Joe Lorig

Current position
- Title: Special Teams Coordinator
- Team: Oregon
- Conference: Big Ten

Biographical details
- Born: June 21, 1973 (age 52) Edmonds, Washington
- Alma mater: Western Oregon University

Playing career
- 1991–1993: Walla Walla
- 1994–1995: Western Oregon
- Position: Cornerback

Coaching career (HC unless noted)
- 1997–1998: Western Oregon (DB)
- 1999–2000: Idaho State (CB)
- 2001–2002: Idaho State (LB)
- 2003–2006: Idaho State (DC)
- 2007: UTEP (LB)
- 2008–2011: Central Washington (AHC/DC)
- 2012–2013: Arizona State (STC/CB)
- 2014–2015: Utah State (LB/S)
- 2016–2018: Memphis (STC/OLB)
- 2019–2021: Penn State (STC/OLB)
- 2022–present: Oregon (STC/Nickels)

= Joe Lorig =

American football player and coach (born 1973)

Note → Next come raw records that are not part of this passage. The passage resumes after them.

PR #2776, opened 2019-08-30
Add an interface to set the receive buffer size,Optimizing UDP Receiving Capability

uniradar:
Add an interface to set the UDP receive buffer size,Optimizing UDP Receiving Capability

### DIFF
--- a/gr-blocks/grc/blocks_udp_source.block.yml
+++ b/gr-blocks/grc/blocks_udp_source.block.yml
@@ -31,6 +31,10 @@ parameters:
     label: Vec Length
     dtype: int
     default: '1'
+-   id: udpbufsize
+    label: udp receive buffer size
+    dtype: int
+    default: '1048576'
     hide: ${ 'part' if vlen == 1 else 'none' }
 
 outputs:
@@ -43,12 +47,12 @@ asserts:
 
 templates:
     imports: from gnuradio import blocks
-    make: blocks.udp_source(${type.size}*${vlen}, ${ipaddr}, ${port}, ${psize}, ${eof})
+    make: blocks.udp_source(${type.size}*${vlen}, ${ipaddr}, ${port}, ${psize}, ${eof},${udpbufsize})
 
 cpp_templates:
     includes: ['#include <gnuradio/blocks/udp_source.h>']
     declarations: 'blocks::udp_source::sptr ${id};'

Joe Lorig (born June 21, 1973), is an American football coach who is currently the special teams coordinator for the Oregon Ducks. Lorig played college football for the Western Oregon Wolves.

==Coaching career==
===Early Coaching Career===
After two years coaching defensive backs at Western Oregon, Lorig would spend the next eight seasons filling a variety of roles for Idaho State and head coach Larry Lewis. During the 1999 season, Lorig served with wide receivers coach James Franklin. He then spent a season at UTEP, followed by three at Central Washington.

===Arizona State===
Lorig spent two seasons at Arizona State in 2012-2013, where he served as the special teams coordinator and cornerbacks coach.
===Utah State===
Lorig spent 2014 and 2015 as the linebackers and safeties coach for Utah State.

===Memphis===
Lorig spent three seasons at Memphis serving under head coach Mike Norvell as their special teams coordinator and outside linebackers coach. During his time as the special teams coordinator, Memphis finished in the Top 5 in kickoff return average twice and in the top 20 in kickoff-return defense every year. Memphis ranked second in return defense in 2016. Under Lorig's coaching Tony Pollard tied an NCAA record with seven career kickoff returns for touchdowns. In 2016, Memphis returned three kickoffs for touchdowns, breaking a 21-year scoreless drought. In addition, Lorig's special teams units did not allow a kickoff or punt return for a touchdown during his time at Memphis.
===Penn State===
On January 8, 2019, it was announced that Lorig would join Texas Tech and head coach Matt Wells as the special teams coordinator and defensive assistant. However on February 21, 2019, he went to Penn State as special teams coordinator and defensive assistant, replacing Phil Galiano.

===Oregon===
On December 30, 2021, it was reported that Lorig would be joining Dan Lanning's inaugural Oregon staff. The two previously worked together for at Memphis and Arizona State.